Nell of Shorne Mills - Page 67/354

He turned on his elbow and gazed at the jetty and the cottages which

straggled up from it in the narrow ravine to the heights above, to the

unique and quaint village upon which the still hot sun was shining as

the boat danced toward it.

"No. I shan't find it difficult to remember--or regret."

He stifled a sigh. A sigh rose to her lips also, but she checked it, and

forced a smile.

"One does not break one's arm every day, and it is not easy to forget

that," she said; "and yet, I dare say you will remember Shorne Mills. I

don't think you will see many prettier places. Isn't it quite lovely

this evening, with the sun shining on the cliffs and making old

Brownie's windows glitter--like--like the diamonds in mamma's bracelet?"

She laughed with a girlish mischievousness, and ran on rapidly, as if

she must talk, as if a pause were to be averted as a peril.

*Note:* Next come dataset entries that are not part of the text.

PR #627, opened 2023-06-13
Fix change_metric, change_representer and project for ProbabilitySimplex

mateuszbaran:
This fixes the issue noticed in https://github.com/JuliaManifolds/Manifolds.jl/pull/604#issuecomment-1589290857 (and also projection).

### DIFF
--- a/src/manifolds/ProbabilitySimplex.jl
+++ b/src/manifolds/ProbabilitySimplex.jl
@@ -70,38 +70,29 @@ active_traits(f, ::ProbabilitySimplex, args...) = merge_traits(IsEmbeddedManifol
     change_representer(M::ProbabilitySimplex, ::EuclideanMetric, p, X)
 
 Given a tangent vector with respect to the metric from the embedding, the [`EuclideanMetric`](https://juliamanifolds.github.io/ManifoldsBase.jl/stable/manifolds.html#ManifoldsBase.EuclideanMetric),
-the representer of a linear functional on the tangent space is adapted as ``Z = p .* X``, since
-this “compensates” for the divsion by ``p`` in the Riemannian metric on the [`ProbabilitySimplex`](@ref).
+the representer of a linear functional on the tangent space is adapted as ``Z = p .* X .- p .* dot(p, X)``.
+The first part “compensates” for the divsion by ``p`` in the Riemannian metric on the [`ProbabilitySimplex`](@ref)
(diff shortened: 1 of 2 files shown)


src/manifolds/ProbabilitySimplex.jl
```diff
@@ -70,38 +70,29 @@ active_traits(f, ::ProbabilitySimplex, args...) = merge_traits(IsEmbeddedManifol
...
-
-and hence ``C(X)_i = X_i\sqrt{p_i}, i=1,…,n+1``.
+This can be achieved by rewriting representer change in matrix form as `(Diagonal(p) - p * p') * X`
+and taking square root of the matrix
 """
 change_metric(::ProbabilitySimplex, ::EuclideanMetric, ::Any, ::Any)
 
 function change_metric!(::ProbabilitySimplex, Y, ::EuclideanMetric, p, X)
-    return Y .= sqrt.(p) .* X
+    return Y .= sqrt(Diagonal(p) - p * p') * X
```
kellertuer, line 95: Here it would be nice to know whether this really holds. That the metric is preserved is clear to me (I think); since `X` (and `Y`) are tangents the last three summands of X'R'RY (R is the matrix we define here, and you can rotate ) should vanish. Whether the results here are tangent I do not see that fast.

mateuszbaran: A rough sketch: `w = [1, 1, ..., 1]` is an eigenvector of `R=Diagonal(p) - p * p'` with eigenvalue 0 because it's a projection onto the tangent space. So `w` is also an eigenvector of `sqrt(R)`, with the same eigenvalue. So `sqrt(R)` cannot add a component in the direction `w` to a vector it acts on.

kellertuer (approved):

src/manifolds/ProbabilitySimplex.jl
kellertuer: I think this should work. To me this looks like a projection matrix, so it is symmetric. I am not so sure its positive semidefinite – but then the square root is unique, see https://en.wikipedia.org/wiki/Square_root_of_a_matrix#Matrices_with_distinct_eigenvalues – further you can use the eigenvalue decomposition to compute this unique square root – and then the square roots of the eigenvalues of A are the eigenvalues of sqrt(A). This would keep your zero as an eigenvalue with the same eigenvector.

So I think (positive semidefiniteness left) this holds true.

"I've heard people say that there is only one other place in the world

like it--Cintra, in Portugal, isn't it?"

He nodded. He was gazing at the picturesque little place, the human

nests stuck like white stones in the cleft of the cliffs; and something

more than the beauty of Shorne Mills was stirring, almost oppressing,

his heart. He had stayed at, and departed from, many a place as

beautiful in other ways as this, and had left it with some little

regret, perhaps, but never with the dull, aching feeling such as weighed

upon him this evening.

"And at night it's lovelier still," went on Nell cheerfully, after a

snatch of song, just sung under her breath, to show how happy and free

from care she was at that moment. "To sail in on the tide of an autumn

evening when the lights have been lit, and every cottage looks like a

lantern; and the blue haze hangs over the village, and the children's

voices come floating over the water as if through a mist; then, on

nights like that, the sea is all phosphorescent, and the boat leaves a

line of silvery light in its wake; and one seems to have all the world

to oneself----"

She stopped suddenly and sighed unconsciously. Was she thinking that,

when that autumn night came, and Drake Vernon was not with her, she

would indeed have all the world to herself, and that all the world is

all the nicer when one has a companion? He lowered his eyes to her face.

"That was a pretty picture," he said, in a low voice. "I shall think of

that--wherever I may be in the autumn."